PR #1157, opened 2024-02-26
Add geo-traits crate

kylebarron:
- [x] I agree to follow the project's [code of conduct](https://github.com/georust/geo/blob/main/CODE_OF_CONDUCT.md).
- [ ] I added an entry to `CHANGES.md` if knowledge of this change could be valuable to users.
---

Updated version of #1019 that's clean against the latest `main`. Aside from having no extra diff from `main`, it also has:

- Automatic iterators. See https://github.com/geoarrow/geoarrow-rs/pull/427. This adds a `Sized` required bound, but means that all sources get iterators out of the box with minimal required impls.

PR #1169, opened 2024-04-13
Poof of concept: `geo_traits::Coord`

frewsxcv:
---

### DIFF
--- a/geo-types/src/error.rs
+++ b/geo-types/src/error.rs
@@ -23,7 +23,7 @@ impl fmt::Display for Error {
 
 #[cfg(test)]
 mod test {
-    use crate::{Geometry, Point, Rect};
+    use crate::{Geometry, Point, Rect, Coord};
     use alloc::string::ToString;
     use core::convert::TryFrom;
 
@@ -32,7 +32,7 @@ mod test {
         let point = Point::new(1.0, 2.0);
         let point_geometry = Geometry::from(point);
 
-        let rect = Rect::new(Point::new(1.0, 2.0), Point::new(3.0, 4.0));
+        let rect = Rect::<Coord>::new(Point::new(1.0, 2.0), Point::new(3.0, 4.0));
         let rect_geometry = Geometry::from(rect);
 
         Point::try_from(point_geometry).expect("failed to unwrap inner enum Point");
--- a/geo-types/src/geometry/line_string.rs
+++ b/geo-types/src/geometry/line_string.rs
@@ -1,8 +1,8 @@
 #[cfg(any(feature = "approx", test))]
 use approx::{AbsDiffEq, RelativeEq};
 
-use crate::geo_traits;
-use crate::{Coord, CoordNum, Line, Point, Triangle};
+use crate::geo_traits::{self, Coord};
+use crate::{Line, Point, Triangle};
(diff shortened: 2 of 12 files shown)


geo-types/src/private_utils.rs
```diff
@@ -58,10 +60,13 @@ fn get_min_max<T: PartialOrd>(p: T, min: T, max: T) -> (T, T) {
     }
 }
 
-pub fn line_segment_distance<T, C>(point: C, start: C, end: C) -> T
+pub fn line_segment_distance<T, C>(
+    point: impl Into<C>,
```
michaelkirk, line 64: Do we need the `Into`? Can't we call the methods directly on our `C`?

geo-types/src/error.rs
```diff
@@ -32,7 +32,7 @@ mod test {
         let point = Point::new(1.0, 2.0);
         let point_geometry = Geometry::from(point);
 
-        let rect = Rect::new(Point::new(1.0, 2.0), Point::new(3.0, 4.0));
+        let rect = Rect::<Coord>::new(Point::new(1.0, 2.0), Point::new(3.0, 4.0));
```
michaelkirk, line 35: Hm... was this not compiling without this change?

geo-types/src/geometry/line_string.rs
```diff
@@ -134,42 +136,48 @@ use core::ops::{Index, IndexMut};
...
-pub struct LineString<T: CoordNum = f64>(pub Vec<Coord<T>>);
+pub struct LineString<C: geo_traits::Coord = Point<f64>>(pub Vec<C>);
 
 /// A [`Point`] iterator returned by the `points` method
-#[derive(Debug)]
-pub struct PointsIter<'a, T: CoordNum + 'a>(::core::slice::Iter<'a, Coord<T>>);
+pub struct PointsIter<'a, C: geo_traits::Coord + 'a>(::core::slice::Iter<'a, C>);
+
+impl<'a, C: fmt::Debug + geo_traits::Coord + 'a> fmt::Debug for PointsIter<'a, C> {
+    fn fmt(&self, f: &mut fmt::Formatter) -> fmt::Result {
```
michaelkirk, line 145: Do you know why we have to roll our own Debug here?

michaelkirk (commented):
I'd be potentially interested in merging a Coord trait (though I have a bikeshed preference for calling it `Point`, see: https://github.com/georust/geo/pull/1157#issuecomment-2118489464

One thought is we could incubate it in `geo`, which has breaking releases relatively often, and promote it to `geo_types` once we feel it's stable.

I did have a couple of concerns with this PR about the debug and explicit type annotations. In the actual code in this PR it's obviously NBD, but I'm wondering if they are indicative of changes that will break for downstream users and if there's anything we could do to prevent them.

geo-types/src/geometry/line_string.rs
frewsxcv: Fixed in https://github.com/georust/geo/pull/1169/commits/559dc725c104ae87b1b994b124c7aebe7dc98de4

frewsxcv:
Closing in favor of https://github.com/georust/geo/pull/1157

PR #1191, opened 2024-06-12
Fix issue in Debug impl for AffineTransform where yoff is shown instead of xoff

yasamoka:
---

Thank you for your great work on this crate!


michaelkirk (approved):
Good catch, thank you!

## What is required
The records must each be output verbatim, with nothing left out.

## Answer box
PR #1157, opened 2024-02-26
Add geo-traits crate

kylebarron:
- [x] I agree to follow the project's [code of conduct](https://github.com/georust/geo/blob/main/CODE_OF_CONDUCT.md).
- [ ] I added an entry to `CHANGES.md` if knowledge of this change could be valuable to users.
---

Updated version of #1019 that's clean against the latest `main`. Aside from having no extra diff from `main`, it also has:

- Automatic iterators. See https://github.com/geoarrow/geoarrow-rs/pull/427. This adds a `Sized` required bound, but means that all sources get iterators out of the box with minimal required impls.

PR #1169, opened 2024-04-13
Poof of concept: `geo_traits::Coord`

frewsxcv:
---

### DIFF
--- a/geo-types/src/error.rs
+++ b/geo-types/src/error.rs
@@ -23,7 +23,7 @@ impl fmt::Display for Error {
 
 #[cfg(test)]
 mod test {
-    use crate::{Geometry, Point, Rect};
+    use crate::{Geometry, Point, Rect, Coord};
     use alloc::string::ToString;
     use core::convert::TryFrom;
 
@@ -32,7 +32,7 @@ mod test {
         let point = Point::new(1.0, 2.0);
         let point_geometry = Geometry::from(point);
 
-        let rect = Rect::new(Point::new(1.0, 2.0), Point::new(3.0, 4.0));
+        let rect = Rect::<Coord>::new(Point::new(1.0, 2.0), Point::new(3.0, 4.0));
         let rect_geometry = Geometry::from(rect);
 
         Point::try_from(point_geometry).expect("failed to unwrap inner enum Point");
--- a/geo-types/src/geometry/line_string.rs
+++ b/geo-types/src/geometry/line_string.rs
@@ -1,8 +1,8 @@
 #[cfg(any(feature = "approx", test))]
 use approx::{AbsDiffEq, RelativeEq};
 
-use crate::geo_traits;
-use crate::{Coord, CoordNum, Line, Point, Triangle};
+use crate::geo_traits::{self, Coord};
+use crate::{Line, Point, Triangle};
(diff shortened: 2 of 12 files shown)


geo-types/src/private_utils.rs
```diff
@@ -58,10 +60,13 @@ fn get_min_max<T: PartialOrd>(p: T, min: T, max: T) -> (T, T) {
     }
 }
 
-pub fn line_segment_distance<T, C>(point: C, start: C, end: C) -> T
+pub fn line_segment_distance<T, C>(
+    point: impl Into<C>,
```
michaelkirk, line 64: Do we need the `Into`? Can't we call the methods directly on our `C`?

geo-types/src/error.rs
```diff
@@ -32,7 +32,7 @@ mod test {
         let point = Point::new(1.0, 2.0);
         let point_geometry = Geometry::from(point);
 
-        let rect = Rect::new(Point::new(1.0, 2.0), Point::new(3.0, 4.0));
+        let rect = Rect::<Coord>::new(Point::new(1.0, 2.0), Point::new(3.0, 4.0));
```
michaelkirk, line 35: Hm... was this not compiling without this change?

geo-types/src/geometry/line_string.rs
```diff
@@ -134,42 +136,48 @@ use core::ops::{Index, IndexMut};
...
-pub struct LineString<T: CoordNum = f64>(pub Vec<Coord<T>>);
+pub struct LineString<C: geo_traits::Coord = Point<f64>>(pub Vec<C>);
 
 /// A [`Point`] iterator returned by the `points` method
-#[derive(Debug)]
-pub struct PointsIter<'a, T: CoordNum + 'a>(::core::slice::Iter<'a, Coord<T>>);
+pub struct PointsIter<'a, C: geo_traits::Coord + 'a>(::core::slice::Iter<'a, C>);
+
+impl<'a, C: fmt::Debug + geo_traits::Coord + 'a> fmt::Debug for PointsIter<'a, C> {
+    fn fmt(&self, f: &mut fmt::Formatter) -> fmt::Result {
```
michaelkirk, line 145: Do you know why we have to roll our own Debug here?

michaelkirk (commented):
I'd be potentially interested in merging a Coord trait (though I have a bikeshed preference for calling it `Point`, see: https://github.com/georust/geo/pull/1157#issuecomment-2118489464

One thought is we could incubate it in `geo`, which has breaking releases relatively often, and promote it to `geo_types` once we feel it's stable.

I did have a couple of concerns with this PR about the debug and explicit type annotations. In the actual code in this PR it's obviously NBD, but I'm wondering if they are indicative of changes that will break for downstream users and if there's anything we could do to prevent them.

geo-types/src/geometry/line_string.rs
frewsxcv: Fixed in https://github.com/georust/geo/pull/1169/commits/559dc725c104ae87b1b994b124c7aebe7dc98de4

frewsxcv:
Closing in favor of https://github.com/georust/geo/pull/1157

PR #1191, opened 2024-06-12
Fix issue in Debug impl for AffineTransform where yoff is shown instead of xoff

yasamoka:
---

Thank you for your great work on this crate!


michaelkirk (approved):
Good catch, thank you!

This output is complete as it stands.